Transcribe the data below verbatim from the line with "PR #1799, opened 2017-12-21" to the line with "#### Problem description". Include both of those lines.

(Data supplied Opens)

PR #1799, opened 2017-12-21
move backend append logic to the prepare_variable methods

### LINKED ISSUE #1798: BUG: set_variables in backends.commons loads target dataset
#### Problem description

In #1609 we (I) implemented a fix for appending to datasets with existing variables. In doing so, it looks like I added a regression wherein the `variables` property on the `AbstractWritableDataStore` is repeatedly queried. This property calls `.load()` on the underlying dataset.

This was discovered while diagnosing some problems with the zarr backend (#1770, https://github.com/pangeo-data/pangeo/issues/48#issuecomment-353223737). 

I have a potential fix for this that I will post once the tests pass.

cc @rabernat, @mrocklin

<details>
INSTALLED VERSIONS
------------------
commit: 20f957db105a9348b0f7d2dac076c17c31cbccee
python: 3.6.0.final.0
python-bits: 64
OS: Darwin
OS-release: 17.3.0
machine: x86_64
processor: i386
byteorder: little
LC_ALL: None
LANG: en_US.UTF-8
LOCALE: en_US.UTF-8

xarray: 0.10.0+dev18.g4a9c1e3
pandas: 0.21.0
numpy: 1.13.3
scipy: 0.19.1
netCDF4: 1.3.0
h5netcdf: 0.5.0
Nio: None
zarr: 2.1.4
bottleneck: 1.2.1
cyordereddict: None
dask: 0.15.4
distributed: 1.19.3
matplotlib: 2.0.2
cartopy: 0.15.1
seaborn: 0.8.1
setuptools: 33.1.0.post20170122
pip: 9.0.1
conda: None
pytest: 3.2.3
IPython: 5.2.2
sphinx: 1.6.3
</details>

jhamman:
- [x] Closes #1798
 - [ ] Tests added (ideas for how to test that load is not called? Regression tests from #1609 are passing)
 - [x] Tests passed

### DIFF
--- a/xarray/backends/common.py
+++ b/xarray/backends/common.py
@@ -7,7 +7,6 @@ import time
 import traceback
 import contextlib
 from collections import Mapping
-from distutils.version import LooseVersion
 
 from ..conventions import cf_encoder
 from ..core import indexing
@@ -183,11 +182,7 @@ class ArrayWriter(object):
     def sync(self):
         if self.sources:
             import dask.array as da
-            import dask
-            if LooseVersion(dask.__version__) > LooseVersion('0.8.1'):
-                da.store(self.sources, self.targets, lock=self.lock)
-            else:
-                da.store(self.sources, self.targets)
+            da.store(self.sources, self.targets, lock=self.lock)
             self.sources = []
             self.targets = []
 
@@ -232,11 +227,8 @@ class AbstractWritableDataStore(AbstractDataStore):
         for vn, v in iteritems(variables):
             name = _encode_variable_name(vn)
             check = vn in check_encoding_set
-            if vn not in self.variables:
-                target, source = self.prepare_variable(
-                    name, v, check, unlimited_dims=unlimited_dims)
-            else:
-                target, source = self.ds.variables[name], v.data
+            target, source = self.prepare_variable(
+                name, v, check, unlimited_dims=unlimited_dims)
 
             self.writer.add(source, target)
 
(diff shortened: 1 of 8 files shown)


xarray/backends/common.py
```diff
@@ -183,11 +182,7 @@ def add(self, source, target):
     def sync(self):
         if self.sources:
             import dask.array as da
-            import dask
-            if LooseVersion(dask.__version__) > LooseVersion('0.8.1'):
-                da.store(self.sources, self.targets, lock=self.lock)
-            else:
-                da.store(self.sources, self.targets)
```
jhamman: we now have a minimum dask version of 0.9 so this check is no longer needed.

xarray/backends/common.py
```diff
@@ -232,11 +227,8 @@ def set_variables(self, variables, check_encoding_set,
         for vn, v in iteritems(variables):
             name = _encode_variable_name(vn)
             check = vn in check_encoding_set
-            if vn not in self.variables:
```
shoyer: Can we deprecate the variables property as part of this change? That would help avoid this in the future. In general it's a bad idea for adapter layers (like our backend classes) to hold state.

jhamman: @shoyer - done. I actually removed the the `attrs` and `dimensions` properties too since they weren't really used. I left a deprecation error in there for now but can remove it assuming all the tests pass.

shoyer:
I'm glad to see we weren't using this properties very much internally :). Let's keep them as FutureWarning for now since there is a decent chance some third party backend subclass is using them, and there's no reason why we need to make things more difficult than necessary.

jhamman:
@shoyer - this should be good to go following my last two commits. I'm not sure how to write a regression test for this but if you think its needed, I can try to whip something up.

(Data supplied Closes)
(Data supplied Opens)

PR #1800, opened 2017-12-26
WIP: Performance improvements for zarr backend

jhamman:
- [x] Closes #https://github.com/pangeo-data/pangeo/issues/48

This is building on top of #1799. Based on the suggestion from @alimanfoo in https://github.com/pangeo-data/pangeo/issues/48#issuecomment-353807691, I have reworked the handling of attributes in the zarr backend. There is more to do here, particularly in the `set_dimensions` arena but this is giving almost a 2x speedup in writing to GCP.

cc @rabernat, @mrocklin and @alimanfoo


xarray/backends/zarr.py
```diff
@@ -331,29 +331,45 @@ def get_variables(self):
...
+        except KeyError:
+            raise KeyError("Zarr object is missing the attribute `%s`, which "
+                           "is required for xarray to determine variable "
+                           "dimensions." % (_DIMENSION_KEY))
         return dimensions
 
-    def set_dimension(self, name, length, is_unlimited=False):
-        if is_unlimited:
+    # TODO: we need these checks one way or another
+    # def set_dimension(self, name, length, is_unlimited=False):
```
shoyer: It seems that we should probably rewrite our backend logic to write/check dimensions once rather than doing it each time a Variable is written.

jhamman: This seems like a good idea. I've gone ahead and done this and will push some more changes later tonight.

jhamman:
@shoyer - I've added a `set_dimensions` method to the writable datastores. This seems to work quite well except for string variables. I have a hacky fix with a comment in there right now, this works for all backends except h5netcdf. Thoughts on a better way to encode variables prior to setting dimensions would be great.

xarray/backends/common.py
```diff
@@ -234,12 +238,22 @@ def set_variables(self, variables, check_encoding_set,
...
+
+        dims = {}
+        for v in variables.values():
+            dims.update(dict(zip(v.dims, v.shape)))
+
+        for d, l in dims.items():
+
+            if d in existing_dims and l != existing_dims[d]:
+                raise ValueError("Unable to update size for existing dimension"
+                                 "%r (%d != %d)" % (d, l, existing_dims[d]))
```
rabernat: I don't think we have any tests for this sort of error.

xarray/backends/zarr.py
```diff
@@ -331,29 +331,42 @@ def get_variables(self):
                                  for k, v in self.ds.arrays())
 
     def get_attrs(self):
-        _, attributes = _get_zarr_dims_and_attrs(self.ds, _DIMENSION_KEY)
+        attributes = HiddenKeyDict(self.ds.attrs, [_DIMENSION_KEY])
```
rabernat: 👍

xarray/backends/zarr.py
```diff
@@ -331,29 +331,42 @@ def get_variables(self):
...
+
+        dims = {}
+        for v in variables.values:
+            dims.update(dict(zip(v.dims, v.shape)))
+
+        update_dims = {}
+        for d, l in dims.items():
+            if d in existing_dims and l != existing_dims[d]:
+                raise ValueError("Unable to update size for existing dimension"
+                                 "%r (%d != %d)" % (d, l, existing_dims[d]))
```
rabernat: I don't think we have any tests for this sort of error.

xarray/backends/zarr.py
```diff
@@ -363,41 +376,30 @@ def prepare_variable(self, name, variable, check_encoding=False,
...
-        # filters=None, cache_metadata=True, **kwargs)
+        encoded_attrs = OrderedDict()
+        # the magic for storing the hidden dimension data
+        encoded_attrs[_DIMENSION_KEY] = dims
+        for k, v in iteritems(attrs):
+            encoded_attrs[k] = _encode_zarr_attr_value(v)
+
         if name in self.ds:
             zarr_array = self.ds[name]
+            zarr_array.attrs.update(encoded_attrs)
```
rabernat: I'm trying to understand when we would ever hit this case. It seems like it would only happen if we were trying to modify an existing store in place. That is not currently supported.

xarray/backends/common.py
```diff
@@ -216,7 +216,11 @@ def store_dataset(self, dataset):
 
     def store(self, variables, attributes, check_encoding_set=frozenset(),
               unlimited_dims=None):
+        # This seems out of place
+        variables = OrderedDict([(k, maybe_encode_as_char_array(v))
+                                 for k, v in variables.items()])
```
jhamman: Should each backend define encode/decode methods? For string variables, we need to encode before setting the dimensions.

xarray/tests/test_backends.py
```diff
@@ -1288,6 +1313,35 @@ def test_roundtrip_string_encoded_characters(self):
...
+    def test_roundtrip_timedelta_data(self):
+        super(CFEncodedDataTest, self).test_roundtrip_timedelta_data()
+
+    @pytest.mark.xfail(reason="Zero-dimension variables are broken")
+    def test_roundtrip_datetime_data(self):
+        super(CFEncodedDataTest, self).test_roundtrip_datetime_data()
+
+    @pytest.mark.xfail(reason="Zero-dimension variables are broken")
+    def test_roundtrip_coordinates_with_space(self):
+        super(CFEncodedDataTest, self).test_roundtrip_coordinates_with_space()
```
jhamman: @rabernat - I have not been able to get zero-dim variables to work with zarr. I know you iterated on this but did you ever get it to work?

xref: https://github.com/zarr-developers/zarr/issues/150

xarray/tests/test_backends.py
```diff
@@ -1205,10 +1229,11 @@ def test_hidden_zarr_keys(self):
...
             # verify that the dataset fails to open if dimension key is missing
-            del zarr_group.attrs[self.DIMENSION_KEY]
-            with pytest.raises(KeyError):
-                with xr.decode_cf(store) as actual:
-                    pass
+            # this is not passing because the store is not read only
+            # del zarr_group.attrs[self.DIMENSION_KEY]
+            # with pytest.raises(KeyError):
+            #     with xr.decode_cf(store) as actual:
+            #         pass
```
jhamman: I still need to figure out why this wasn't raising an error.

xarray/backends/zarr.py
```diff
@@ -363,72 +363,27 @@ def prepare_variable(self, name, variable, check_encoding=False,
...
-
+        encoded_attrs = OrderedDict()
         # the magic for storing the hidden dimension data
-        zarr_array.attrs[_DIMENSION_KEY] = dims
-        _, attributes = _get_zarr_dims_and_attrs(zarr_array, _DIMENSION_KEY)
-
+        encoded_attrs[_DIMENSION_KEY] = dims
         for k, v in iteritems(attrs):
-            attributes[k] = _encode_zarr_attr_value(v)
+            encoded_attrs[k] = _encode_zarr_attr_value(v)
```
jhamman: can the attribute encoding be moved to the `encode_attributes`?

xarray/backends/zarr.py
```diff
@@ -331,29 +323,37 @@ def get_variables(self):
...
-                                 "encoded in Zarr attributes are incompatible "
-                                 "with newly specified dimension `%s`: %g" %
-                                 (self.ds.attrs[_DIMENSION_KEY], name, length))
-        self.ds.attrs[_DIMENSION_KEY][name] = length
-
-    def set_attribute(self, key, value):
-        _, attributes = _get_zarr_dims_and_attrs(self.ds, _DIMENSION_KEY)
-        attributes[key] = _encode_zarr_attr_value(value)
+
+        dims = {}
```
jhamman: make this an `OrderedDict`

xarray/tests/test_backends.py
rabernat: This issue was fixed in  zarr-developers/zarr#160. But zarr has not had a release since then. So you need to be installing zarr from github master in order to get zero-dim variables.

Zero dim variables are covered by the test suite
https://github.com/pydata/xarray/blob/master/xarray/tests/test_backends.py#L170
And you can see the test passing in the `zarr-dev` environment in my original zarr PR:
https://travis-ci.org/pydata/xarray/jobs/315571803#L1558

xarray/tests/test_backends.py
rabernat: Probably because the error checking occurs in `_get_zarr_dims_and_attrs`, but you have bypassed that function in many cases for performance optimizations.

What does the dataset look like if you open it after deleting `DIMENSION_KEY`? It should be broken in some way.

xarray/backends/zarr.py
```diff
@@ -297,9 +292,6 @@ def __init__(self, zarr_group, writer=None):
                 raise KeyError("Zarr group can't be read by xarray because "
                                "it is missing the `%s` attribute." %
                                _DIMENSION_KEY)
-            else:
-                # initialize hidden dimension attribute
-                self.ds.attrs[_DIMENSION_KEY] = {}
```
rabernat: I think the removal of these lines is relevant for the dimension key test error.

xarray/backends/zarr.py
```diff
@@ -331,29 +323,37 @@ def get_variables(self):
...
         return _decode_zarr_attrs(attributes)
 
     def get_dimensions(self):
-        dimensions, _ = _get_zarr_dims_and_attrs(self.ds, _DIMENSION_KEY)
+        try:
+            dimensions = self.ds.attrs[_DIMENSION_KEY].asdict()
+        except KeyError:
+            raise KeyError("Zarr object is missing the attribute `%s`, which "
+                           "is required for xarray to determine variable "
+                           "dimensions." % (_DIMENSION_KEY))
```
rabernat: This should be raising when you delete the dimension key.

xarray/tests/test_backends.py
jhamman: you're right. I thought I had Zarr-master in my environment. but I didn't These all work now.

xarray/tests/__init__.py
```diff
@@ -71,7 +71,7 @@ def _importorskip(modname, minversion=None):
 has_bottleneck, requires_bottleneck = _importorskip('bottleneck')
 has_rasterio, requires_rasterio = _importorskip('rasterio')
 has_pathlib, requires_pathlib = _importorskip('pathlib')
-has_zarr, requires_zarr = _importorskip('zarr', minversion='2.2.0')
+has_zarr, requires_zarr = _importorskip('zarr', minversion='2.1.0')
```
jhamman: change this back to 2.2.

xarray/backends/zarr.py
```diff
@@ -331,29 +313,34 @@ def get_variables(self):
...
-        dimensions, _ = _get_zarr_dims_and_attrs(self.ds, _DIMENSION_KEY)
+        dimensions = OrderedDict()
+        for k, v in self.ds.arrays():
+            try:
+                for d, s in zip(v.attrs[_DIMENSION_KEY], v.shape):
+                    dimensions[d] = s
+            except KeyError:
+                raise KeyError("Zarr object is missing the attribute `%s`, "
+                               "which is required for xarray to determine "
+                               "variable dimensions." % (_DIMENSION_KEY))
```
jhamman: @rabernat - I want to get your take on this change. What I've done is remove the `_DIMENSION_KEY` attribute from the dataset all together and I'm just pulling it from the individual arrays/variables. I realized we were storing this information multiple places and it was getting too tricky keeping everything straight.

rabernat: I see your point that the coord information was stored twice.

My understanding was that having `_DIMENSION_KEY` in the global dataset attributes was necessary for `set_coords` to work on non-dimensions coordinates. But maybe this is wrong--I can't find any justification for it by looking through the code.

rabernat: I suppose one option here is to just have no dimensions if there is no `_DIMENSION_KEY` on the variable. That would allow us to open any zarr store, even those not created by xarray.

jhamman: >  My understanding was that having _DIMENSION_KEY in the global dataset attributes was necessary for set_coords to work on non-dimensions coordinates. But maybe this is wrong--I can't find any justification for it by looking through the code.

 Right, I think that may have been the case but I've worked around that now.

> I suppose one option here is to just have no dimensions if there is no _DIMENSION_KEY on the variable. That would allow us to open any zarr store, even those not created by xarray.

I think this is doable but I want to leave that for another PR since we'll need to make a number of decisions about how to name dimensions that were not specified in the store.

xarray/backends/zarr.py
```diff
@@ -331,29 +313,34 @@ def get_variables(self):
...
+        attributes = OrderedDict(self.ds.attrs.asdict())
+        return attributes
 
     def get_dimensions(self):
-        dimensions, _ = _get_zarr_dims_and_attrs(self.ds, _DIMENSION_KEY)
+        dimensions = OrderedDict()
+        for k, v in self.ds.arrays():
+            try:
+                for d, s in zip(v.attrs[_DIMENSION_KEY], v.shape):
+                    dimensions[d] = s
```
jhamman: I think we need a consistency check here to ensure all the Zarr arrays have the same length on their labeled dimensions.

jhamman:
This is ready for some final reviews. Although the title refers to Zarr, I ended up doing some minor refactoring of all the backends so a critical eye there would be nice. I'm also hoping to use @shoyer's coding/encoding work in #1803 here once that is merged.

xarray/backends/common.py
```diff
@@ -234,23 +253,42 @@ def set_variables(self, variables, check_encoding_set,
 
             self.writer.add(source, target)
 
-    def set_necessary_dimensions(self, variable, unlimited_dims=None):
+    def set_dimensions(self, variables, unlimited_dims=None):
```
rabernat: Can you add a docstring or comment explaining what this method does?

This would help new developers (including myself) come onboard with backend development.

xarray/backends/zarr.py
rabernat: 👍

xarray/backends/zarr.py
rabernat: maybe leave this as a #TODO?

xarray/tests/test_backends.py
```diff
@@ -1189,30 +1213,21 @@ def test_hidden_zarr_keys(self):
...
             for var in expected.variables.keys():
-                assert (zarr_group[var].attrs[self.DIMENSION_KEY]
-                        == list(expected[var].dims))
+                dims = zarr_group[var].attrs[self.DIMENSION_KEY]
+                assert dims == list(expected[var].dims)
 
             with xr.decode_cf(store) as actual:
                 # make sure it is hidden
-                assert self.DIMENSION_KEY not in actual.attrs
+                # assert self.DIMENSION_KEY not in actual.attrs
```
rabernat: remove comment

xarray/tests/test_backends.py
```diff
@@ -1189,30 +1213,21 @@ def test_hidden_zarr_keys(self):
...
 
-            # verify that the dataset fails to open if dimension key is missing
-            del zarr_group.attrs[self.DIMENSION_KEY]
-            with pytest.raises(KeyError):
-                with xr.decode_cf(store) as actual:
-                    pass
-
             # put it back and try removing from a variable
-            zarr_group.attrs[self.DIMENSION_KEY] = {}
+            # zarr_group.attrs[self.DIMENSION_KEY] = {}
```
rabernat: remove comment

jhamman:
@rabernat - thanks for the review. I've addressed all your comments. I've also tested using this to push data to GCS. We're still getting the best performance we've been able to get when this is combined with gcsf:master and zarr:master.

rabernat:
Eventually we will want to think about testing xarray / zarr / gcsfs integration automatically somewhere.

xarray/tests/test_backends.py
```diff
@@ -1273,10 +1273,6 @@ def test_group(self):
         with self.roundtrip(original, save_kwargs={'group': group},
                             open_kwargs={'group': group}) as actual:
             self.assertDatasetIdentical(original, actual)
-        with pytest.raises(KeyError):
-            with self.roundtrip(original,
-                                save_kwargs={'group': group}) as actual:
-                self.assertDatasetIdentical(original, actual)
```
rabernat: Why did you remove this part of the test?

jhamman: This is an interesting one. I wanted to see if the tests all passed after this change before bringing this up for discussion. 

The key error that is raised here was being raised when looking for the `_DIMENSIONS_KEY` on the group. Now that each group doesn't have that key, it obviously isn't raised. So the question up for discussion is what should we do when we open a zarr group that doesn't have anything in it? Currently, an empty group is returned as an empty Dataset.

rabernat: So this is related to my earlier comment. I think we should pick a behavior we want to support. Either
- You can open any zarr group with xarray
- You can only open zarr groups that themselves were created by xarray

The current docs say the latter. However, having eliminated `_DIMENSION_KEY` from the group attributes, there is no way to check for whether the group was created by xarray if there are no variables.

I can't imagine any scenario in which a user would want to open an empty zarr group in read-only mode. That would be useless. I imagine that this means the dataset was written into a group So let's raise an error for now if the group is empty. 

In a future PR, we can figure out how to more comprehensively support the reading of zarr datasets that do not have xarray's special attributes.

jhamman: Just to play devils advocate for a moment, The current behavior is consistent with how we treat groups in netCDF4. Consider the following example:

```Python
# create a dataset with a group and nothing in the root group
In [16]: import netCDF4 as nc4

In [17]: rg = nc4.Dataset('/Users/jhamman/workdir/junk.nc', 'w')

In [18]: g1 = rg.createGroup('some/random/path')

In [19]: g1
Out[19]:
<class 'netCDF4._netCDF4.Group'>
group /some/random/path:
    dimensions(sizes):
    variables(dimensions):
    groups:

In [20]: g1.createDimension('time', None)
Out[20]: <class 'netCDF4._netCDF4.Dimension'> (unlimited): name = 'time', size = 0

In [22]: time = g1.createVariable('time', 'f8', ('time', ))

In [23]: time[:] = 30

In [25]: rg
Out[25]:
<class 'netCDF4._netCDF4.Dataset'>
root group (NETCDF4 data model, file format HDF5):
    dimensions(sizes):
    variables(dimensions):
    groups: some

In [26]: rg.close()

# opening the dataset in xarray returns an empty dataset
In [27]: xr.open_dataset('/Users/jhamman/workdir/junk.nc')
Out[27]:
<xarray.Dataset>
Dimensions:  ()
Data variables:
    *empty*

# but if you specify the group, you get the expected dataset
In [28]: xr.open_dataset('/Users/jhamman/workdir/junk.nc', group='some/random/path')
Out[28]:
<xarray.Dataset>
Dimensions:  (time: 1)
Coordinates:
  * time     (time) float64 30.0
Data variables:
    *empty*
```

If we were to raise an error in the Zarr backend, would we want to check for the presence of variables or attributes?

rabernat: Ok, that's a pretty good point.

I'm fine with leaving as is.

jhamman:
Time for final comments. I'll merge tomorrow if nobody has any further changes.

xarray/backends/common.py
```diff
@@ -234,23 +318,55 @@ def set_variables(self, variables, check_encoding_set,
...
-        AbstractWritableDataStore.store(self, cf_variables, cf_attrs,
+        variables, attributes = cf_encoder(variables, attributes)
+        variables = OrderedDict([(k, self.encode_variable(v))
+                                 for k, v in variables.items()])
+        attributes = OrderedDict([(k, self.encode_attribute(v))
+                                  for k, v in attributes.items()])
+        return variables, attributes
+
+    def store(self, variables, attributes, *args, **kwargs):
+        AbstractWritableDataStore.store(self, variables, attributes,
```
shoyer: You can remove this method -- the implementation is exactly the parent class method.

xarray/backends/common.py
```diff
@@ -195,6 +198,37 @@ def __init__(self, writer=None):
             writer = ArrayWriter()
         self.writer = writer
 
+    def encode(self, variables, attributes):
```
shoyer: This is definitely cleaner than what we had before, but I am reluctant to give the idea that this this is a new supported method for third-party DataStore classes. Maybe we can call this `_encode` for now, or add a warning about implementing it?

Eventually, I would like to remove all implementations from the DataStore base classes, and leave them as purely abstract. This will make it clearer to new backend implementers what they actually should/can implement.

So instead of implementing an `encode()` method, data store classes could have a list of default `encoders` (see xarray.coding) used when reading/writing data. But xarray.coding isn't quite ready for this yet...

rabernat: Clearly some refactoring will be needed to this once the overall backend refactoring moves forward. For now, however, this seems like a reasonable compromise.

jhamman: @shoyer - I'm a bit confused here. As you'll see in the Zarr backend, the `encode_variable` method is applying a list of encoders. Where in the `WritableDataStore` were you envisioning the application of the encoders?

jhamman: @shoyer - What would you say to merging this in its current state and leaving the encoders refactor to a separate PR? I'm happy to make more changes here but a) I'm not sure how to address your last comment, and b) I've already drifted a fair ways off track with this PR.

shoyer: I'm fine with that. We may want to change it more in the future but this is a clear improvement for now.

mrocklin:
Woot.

(Data supplied Closes)

* **Response area**:
PR #1799, opened 2017-12-21
move backend append logic to the prepare_variable methods

### LINKED ISSUE #1798: BUG: set_variables in backends.commons loads target dataset
#### Problem description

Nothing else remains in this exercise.